A Williams terminou de forma melancólica o GP da Hungria de F1, disputado neste domingo (26), com o 17º e o 18º lugares de Alexander Albon e Carlos Sainz, respectivamente, ficando à frente apenas de Oliver Bearman e dos três carros que abandonaram a prova. Chefe da equipe, James Vowles fez um balanço da difícil temporada até aqui.

Vowles assumiu a Williams em 2023 e passou a direcionar o foco para a temporada de 2026, quando um novo regulamento técnico entraria em vigor. Com esse argumento, convenceu Carlos Sainz e diversos outros integrantes a se juntarem ao projeto. No entanto, 2026 chegou e o cenário do campeonato até aqui está muito distante do que havia sido projetado. Em 11 etapas, a equipe somou apenas 11 pontos, com o oitavo lugar de Albon no GP de Mônaco como melhor resultado.

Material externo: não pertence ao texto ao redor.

PR #7146, opened 2023-12-15
docs(rust): improve the implementations/rust README 

etorreborre:
This PR merges the `DEVELOP.md` and `README.md` files in `implementations/rust` to just a `README` file.
It provides instructions to build / test / lint the code with:

 1. the regular `cargo` tools
 2. shortcut commands using the provided `make` file
 3. shortcut commands using the provided `make` file and a `nix` environment where all the necessary tools and cargo plugins are already installed

The last option is quite practical since it gives access to all the development commands in a fully configured environment. For example:
```
# run the cargo tests
make nix_rust_test

# run the bats tests
make nix_rust_bats
```


Makefile
```diff
@@ -9,14 +9,19 @@ elixir_%:
...
-	$(MAKE) -C implementations/rust $(@:rust_%=%)
+	$(MAKE) -f implementations/rust/Makefile $(@:rust_%=%)
+
+# run a rust command in a nix environment, so that all tools are installed
+nix_rust_%:
+	nix develop ./tools/nix#rust --command make rust_$*
 
 swift_%:
-	$(MAKE) -C implementations/swift $(@:swift_%=%)
+	$(MAKE) -f implementations/swift/Makefile $(@:swift_%=%)
```
metaclips: Let's revert this change as it breaks release, using the -C flag ensures we cd to the swift directory before running the make commands, which is crucial for building the desktop app
https://github.com/build-trust/ockam/blob/4862e4ae1a9cb9dcf0a2604482be2b05cb676c63/implementations/swift/Makefile#L2

metaclips (dismissed):

Makefile
etorreborre: Done

SanjoDeundiak (approved):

“Foi uma primeira metade do ano incrivelmente difícil. Em primeiro lugar, quero agradecer a toda a equipe, que trabalhou incansavelmente para superar um início complicado”, disse Vowles em um vídeo publicado pela Williams.

“Todas as nossas deficiências foram evidenciadas de uma forma inesperada durante o inverno. Isso nos atrasou bastante, e estamos fazendo tudo o que podemos durante esta temporada. Mas a realidade é que precisamos garantir que tudo esteja em ordem para 2027 e além. É um trabalho gigantesco”, destacou.

O chefe da Williams elogiou o trabalho de Sainz e Albon ao longo da temporada 2026 e admitiu que a equipe é responsável pelo fato de ambos estarem longe da disputa por pontos na F1.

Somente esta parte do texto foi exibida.